Drugs. 1990 Nov;40(5):748-61. doi: 10.2165/00003495-199040050-00008.
Terodiline has both anticholinergic and calcium antagonist properties and, as a result, effectively reduces abnormal bladder contractions caused by detrusor instability. When administered to adult patients with urge incontinence (generally as a 25mg twice-daily dose) terodiline reduces diurnal and nocturnal micturition frequency and incontinence episodes. In studies also assessing cystometric parameters, bladder volume at first urge and bladder capacity are increased. Children with diurnal enuresis respond similarly to a daily 25mg dose. Several studies have shown that terodiline 50 mg/day is preferred by patients when compared with emepronium 600 mg/day or flavoxate 600 mg/day, and tends to reduce voluntary micturition frequency and episodes of incontinence more effectively than these drugs. Terodiline is well tolerated in short and long term (up to 3.5 years) studies. Anticholinergic effects are most commonly reported; other adverse effects occur equally during terodiline and placebo treatment. Thus, terodiline is effective and well tolerated in patients with urge incontinence or neurogenic bladder dysfunction, and will claim an important place in the treatment of such patients in light of the limitations of alternative therapies.

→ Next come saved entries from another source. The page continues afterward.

PR #5656, opened 2025-10-10
Vertical Navigation fixes

joshwooding:


packages/core/src/vertical-navigation/VerticalNavigationItemLabel.css
```diff
@@ -1,3 +1,7 @@
 .saltVerticalNavigationItemLabel {
   flex: 1;
 }
+
+.saltVerticalNavigationItemLabel + .saltVerticalNavigationItemExpansionIcon {
+  padding: 0 var(--salt-spacing-100);
```
wemmyo, line 6: Question: We're getting double padding right from the icon and nav item content. Is this expected?

joshwooding: Yes

joshwooding: The extra padding means when a button is used inside navigation item the icons align

PR #5674, opened 2025-10-15
cleanup some biome warnings

mark-tate:


joshwooding (approved):
Do we need a changeset?

PR #5675, opened 2025-10-15
Highcharts | Add Box Plot Chart

tycup:
Add Box Plot Chart

### DIFF
--- a/.changeset/true-results-fly.md
+++ b/.changeset/true-results-fly.md
@@ -1,0 +1,7 @@
+---
+"@salt-ds/highcharts-theme": minor
+---
+
+Added Box plot chart
+
+To see an example Options object required to configure a basic box plot chart, see the examples section.
--- a/packages/highcharts-theme/css/salt-highcharts-theme.css
+++ b/packages/highcharts-theme/css/salt-highcharts-theme.css
@@ -272,5 +272,18 @@
 .highcharts-theme-salt.axes-grid-lines .highcharts-yaxis .highcharts-axis-line,
 .highcharts-theme-salt.axes-grid-lines .highcharts-xaxis-grid .highcharts-grid-line,
 .highcharts-theme-salt.axes-grid-lines .highcharts-yaxis .highcharts-yaxis-grid .highcharts-grid-line {
-  stroke-width: 1;
+  stroke-width: var(--salt-size-fixed-100);
+}
+
+.highcharts-theme-salt .highcharts-boxplot-box {
+  fill: inherit;
+  fill-opacity: 0.75;
+}
+
+.highcharts-theme-salt .highcharts-point .highcharts-boxplot-box {
+  stroke-width: var(--salt-size-fixed-200);
+}
+
+.highcharts-theme-salt .highcharts-boxplot-median {
+  stroke: var(--salt-content-primary-foreground);
 }
--- a/site/docs/components/highcharts-theme/examples.mdx
+++ b/site/docs/components/highcharts-theme/examples.mdx
@@ -78,6 +78,22 @@ Use a bullet chart to show performance against a target across categories. Each 
 
 <LivePreview componentName="highcharts-theme" exampleName="BulletChart" />
 
+## Box plot chart
+
+Use a box plot chart to show the distribution of data across different categories, displaying minimum, first quartile, median, third quartile, and maximum values. To ensure the presentation is accessible, fill patterns can be applied to the chart (see [Patterns and Fills](./usage#patterns-and-fills) for details).
+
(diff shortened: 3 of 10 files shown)


packages/highcharts-theme/css/salt-highcharts-theme.css
```diff
@@ -274,3 +274,16 @@
...
   stroke-width: 1;
 }
+
+.highcharts-theme-salt .highcharts-boxplot-box {
+  fill: inherit;
+  fill-opacity: 0.75;
+}
+
+.highcharts-theme-salt .highcharts-point .highcharts-boxplot-box {
+  stroke-width: 2px;
```
joshwooding: Something that I just thought of, ideally all stroke-widths should be using fixed tokens right?

joshwooding: We don't need to do this now though

site/docs/components/highcharts-theme/examples.mdx
```diff
@@ -78,6 +78,18 @@ Use a bullet chart to show performance against a target across categories. Each
 
 <LivePreview componentName="highcharts-theme" exampleName="BulletChart" />
 
+## Box plot chart
```
joshwooding, line 81: What is determining the order of these?

packages/highcharts-theme/src/default-options.ts
```diff
@@ -77,6 +77,9 @@ export const getDefaultOptions = (
           radius: 4,
         },
       },
+      boxplot: {
+        pointWidth: 40,
```
joshwooding: Was this just a value that looks nice? What was the decision making process?

.changeset/true-results-fly.md
```diff
@@ -0,0 +1,7 @@
+---
+"@salt-ds/highcharts-theme": minor
+---
+
+Added Box Plot Chart
```
joshwooding:
```suggestion
Added Box plot chart
```

packages/highcharts-theme/css/salt-highcharts-theme.css
amritadesmet: We initially strayed away from the 'size-bar' type tokens due to them changing with density, where we'd like consumers to edit themselves. However, I just checked and didn't realize that 'size-fixed-xxx' remains the same across densities. In this case, we'd need to update the stroke in some other charts too (i.e. bullet chart target bar). TBD @tycup

site/docs/components/highcharts-theme/examples.mdx
amritadesmet: We ordered the charts around them being variations or additions of each other (i.e stacked bar after bar chart since it's a more complex version of it or area, scatter and bubble together due to them covering large areas with an opacity). Do you think box plot should be elsewhere in the order? If so, where?

packages/highcharts-theme/src/default-options.ts
tycup: Moved out of defaults and back into examples w/ a best practices note to show that this can be decided by the consumer and this is just an example value to match figma

site/docs/components/highcharts-theme/examples.mdx
tycup: by loose association with the other examples; 

Line
----- both variants of Pie:
Pie
Donut
------ all some variant of column/bar:
Column
Bar
StackedBar (Bar variant)
Bullet (Bar variant/follows visually from StackedBar)
BoxPlot (also visually related to Bar/Column)
---- all charts with opacity fills:
area
scatter
bubble (which visually feels visually related to scatter)


Definitely open to reorganising (like i would probs organise the bar/column section after Line chart since they seem like more commonly known charts etc.)

joshwooding: Honestly I would just make it alphabetical, any other order is more subjective than we probably need to be. Happy for other opinions though

tycup: Let's leave it for now and get another design/content opinion - i'm a fan of them being grouped by 'similarity' like so, but see that its subjective (maybe something for Ben P?)

joshwooding: Yeah, I don't think it's related to this PR.

packages/highcharts-theme/css/salt-highcharts-theme.css
amritadesmet: @joshwooding  We've updated borders to use the fixed tokens in both Figma and this PR, thanks for raising this.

特罗地林兼具抗胆碱能和钙拮抗剂特性,因此能有效减少逼尿肌不稳定引起的膀胱异常收缩。给患有急迫性尿失禁的成年患者用药时(一般每日两次,每次25毫克),特罗地林可减少日间和夜间排尿频率及尿失禁发作次数。在同时评估膀胱测压参数的研究中,首次出现尿意时的膀胱容量和膀胱总容量均会增加。患有日间遗尿症的儿童对每日25毫克的剂量反应相似。多项研究表明,与每日600毫克的依美溴铵或每日600毫克的黄酮哌酯相比,患者更倾向于选择每日50毫克的特罗地林,且该药在减少自主排尿频率和尿失禁发作次数方面比这些药物更有效。在短期和长期(长达3.5年)研究中,特罗地林耐受性良好。最常报告的是抗胆碱能效应;在特罗地林治疗和安慰剂治疗期间,其他不良反应的发生几率相同。因此,特罗地林对患有急迫性尿失禁或神经源性膀胱功能障碍的患者有效且耐受性良好,鉴于替代疗法存在局限性,它将在这类患者的治疗中占据重要地位。